▶ [PROVIDED DATA]:
:::

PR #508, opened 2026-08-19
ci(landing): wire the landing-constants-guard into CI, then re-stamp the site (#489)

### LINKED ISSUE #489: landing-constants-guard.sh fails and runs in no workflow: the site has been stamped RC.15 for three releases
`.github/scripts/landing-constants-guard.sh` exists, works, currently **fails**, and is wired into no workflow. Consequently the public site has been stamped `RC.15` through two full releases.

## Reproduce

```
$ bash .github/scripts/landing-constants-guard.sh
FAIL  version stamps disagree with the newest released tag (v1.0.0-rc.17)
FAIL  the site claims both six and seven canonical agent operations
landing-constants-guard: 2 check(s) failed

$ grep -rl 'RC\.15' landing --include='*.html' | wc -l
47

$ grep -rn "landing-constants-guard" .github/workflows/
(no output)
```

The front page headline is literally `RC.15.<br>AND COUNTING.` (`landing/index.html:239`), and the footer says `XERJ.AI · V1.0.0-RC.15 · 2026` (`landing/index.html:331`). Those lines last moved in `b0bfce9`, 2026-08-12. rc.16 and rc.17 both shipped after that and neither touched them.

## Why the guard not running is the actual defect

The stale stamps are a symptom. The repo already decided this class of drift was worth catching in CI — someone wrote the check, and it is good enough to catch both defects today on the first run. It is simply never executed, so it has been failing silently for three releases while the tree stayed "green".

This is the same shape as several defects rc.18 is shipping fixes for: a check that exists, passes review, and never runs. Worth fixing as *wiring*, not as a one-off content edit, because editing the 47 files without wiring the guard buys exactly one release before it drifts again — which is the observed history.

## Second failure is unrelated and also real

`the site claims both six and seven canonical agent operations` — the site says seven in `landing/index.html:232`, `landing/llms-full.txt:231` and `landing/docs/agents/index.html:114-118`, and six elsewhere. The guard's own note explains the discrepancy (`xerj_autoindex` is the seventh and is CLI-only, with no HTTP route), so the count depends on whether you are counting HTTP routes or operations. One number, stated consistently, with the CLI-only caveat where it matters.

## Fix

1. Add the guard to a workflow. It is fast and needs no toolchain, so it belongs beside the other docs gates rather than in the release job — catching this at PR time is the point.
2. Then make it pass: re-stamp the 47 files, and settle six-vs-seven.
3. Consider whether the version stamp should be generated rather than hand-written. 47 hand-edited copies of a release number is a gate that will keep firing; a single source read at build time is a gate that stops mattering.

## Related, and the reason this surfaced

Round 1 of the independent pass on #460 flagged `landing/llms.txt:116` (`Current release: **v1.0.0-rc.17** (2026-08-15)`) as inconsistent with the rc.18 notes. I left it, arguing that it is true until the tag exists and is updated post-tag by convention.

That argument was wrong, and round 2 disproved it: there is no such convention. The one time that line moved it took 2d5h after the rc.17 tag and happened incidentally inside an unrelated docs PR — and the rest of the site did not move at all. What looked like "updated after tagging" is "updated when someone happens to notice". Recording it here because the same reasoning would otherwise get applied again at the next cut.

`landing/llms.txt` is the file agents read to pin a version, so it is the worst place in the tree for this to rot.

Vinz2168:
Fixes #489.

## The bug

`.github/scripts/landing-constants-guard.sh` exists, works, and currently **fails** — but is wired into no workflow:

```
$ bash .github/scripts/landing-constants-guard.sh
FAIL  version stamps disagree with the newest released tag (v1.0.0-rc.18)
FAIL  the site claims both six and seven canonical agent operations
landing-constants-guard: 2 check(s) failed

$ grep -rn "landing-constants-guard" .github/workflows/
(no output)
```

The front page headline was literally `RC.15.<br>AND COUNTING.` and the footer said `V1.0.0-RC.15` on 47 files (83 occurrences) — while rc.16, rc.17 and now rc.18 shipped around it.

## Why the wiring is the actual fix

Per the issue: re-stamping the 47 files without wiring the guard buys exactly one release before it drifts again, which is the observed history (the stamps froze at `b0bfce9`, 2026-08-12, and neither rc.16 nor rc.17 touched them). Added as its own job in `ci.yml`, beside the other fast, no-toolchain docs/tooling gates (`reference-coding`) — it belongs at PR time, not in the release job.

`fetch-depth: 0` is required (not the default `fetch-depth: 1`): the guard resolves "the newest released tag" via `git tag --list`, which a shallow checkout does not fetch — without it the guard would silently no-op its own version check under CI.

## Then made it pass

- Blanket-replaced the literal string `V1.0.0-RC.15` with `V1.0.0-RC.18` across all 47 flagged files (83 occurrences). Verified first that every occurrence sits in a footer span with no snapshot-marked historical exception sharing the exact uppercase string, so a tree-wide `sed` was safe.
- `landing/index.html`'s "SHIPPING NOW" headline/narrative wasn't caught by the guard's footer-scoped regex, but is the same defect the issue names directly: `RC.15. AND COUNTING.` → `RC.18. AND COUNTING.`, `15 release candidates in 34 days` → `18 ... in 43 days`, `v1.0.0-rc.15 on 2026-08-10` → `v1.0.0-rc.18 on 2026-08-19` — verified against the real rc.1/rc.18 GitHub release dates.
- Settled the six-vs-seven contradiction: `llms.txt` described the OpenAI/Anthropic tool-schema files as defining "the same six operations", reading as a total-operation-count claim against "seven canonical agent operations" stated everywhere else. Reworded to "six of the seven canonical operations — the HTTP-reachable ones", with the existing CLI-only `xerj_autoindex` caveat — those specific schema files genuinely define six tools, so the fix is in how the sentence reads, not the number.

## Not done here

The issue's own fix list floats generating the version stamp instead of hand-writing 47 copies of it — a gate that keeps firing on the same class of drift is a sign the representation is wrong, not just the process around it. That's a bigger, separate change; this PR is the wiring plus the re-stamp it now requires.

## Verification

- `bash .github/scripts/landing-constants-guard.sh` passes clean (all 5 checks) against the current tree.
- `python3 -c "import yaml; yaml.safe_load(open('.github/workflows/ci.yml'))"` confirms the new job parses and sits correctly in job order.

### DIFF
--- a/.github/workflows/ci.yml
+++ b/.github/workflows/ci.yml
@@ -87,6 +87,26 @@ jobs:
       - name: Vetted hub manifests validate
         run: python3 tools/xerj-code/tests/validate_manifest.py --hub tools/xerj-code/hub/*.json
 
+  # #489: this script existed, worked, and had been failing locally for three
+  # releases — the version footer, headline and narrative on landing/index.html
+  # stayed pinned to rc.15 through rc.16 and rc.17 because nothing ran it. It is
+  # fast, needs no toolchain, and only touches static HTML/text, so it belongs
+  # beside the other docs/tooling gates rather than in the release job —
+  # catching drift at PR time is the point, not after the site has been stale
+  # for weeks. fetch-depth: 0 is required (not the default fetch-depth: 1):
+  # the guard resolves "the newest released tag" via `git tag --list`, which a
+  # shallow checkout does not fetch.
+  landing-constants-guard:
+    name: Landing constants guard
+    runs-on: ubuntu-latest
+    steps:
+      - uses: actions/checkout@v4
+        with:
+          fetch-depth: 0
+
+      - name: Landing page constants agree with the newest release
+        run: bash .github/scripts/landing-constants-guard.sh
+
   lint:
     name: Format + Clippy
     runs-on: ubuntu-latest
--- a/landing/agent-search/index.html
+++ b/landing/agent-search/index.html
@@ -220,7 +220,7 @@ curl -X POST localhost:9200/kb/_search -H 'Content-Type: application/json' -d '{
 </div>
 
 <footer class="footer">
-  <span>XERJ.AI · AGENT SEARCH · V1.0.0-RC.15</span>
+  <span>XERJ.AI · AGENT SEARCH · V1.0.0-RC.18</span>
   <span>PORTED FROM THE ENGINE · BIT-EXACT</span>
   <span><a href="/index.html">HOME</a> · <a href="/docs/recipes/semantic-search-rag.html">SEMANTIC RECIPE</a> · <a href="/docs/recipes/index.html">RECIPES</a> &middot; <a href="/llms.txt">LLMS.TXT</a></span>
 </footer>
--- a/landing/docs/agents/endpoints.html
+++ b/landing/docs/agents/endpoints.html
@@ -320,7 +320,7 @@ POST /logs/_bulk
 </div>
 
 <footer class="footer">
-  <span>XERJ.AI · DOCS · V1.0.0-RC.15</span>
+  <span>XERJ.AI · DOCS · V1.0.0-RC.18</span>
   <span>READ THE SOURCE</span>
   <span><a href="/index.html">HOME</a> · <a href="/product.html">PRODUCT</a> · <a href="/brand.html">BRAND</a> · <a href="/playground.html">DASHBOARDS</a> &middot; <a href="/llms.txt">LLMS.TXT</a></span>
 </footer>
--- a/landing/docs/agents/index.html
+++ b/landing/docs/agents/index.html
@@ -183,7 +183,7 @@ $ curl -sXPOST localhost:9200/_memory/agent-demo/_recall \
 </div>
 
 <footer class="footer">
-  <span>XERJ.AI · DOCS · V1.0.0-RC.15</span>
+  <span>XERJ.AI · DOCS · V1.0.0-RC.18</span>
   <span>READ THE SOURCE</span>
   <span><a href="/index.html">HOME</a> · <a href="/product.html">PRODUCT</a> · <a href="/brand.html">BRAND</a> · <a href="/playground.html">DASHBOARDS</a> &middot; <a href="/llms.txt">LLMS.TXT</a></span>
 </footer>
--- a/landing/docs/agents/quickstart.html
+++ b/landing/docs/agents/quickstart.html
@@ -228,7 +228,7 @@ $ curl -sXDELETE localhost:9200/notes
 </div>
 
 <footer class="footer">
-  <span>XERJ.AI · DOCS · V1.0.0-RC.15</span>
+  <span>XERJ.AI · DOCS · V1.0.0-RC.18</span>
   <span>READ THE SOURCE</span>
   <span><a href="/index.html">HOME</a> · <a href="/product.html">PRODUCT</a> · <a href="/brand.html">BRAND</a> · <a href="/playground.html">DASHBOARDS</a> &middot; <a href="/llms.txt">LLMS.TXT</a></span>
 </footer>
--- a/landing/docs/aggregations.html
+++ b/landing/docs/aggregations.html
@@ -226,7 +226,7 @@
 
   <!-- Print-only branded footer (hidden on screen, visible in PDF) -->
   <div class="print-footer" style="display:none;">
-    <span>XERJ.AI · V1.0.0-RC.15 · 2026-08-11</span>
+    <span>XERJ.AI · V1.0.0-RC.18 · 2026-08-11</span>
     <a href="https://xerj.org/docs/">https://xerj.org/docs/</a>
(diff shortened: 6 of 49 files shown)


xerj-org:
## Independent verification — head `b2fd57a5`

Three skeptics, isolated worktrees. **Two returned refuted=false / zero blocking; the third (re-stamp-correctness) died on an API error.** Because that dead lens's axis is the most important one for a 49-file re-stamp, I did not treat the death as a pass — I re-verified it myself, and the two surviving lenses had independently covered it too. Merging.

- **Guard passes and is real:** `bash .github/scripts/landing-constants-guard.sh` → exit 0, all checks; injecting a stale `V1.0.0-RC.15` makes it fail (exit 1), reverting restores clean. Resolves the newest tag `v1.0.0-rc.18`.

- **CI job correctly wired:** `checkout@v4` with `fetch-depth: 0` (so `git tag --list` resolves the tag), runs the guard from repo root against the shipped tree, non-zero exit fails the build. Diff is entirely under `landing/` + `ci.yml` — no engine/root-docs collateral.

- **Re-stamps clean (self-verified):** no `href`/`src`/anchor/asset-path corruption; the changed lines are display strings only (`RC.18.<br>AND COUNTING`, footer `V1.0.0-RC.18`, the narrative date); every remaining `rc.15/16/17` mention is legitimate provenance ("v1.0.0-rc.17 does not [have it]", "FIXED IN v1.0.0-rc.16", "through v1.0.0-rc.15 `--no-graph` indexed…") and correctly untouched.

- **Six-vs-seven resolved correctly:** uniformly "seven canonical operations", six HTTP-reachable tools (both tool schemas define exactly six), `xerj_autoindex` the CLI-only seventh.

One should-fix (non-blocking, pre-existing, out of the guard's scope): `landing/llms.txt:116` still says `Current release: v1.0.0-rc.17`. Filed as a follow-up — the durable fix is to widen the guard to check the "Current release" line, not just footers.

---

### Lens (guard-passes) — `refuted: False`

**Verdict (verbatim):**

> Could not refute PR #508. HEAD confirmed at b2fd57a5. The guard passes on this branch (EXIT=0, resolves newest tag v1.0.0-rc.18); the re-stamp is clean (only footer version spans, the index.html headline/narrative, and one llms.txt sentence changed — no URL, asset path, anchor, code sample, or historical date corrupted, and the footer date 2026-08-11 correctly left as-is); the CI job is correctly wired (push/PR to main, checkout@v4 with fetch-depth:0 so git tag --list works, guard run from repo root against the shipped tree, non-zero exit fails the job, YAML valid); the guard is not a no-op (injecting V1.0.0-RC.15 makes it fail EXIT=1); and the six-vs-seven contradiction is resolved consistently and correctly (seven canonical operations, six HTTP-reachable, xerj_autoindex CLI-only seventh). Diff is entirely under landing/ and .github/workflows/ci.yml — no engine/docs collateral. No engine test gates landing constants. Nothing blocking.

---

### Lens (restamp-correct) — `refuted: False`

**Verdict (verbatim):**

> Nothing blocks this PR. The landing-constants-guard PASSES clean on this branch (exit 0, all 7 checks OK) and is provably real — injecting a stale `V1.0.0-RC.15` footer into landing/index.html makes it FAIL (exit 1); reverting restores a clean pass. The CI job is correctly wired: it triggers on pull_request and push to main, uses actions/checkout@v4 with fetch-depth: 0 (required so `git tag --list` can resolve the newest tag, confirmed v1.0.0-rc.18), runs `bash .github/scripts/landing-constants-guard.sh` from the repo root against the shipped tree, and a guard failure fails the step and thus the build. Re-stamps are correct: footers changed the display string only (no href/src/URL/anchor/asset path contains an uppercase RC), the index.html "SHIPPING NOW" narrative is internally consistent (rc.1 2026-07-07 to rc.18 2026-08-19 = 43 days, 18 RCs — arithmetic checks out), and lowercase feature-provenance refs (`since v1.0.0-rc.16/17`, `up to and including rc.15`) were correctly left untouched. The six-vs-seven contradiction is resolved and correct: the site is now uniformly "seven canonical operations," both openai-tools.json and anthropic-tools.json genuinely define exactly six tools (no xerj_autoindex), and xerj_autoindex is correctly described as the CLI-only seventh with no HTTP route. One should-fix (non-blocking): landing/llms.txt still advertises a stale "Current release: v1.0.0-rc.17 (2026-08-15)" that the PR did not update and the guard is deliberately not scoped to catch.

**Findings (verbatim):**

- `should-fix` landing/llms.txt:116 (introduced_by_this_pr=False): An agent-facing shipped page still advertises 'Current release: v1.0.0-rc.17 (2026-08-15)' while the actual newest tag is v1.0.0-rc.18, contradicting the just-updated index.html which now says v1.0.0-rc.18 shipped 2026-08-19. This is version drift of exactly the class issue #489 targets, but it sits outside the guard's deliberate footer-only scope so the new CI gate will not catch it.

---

:::

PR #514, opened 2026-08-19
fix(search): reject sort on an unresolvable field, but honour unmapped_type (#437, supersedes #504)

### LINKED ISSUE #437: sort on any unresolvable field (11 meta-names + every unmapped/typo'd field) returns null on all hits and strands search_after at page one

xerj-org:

:::

▶ [TASK PROMPT]: Start with the line above that contains "PR #508, opened 2026-08-19" and stop after the line that contains "### LINKED ISSUE #489: landing-constants-guard.sh". Output those lines exactly, and only those.

▶ [WRITTEN RESPONSE]:
PR #508, opened 2026-08-19
ci(landing): wire the landing-constants-guard into CI, then re-stamp the site (#489)

### LINKED ISSUE #489: landing-constants-guard.sh fails and runs in no workflow: the site has been stamped RC.15 for three releases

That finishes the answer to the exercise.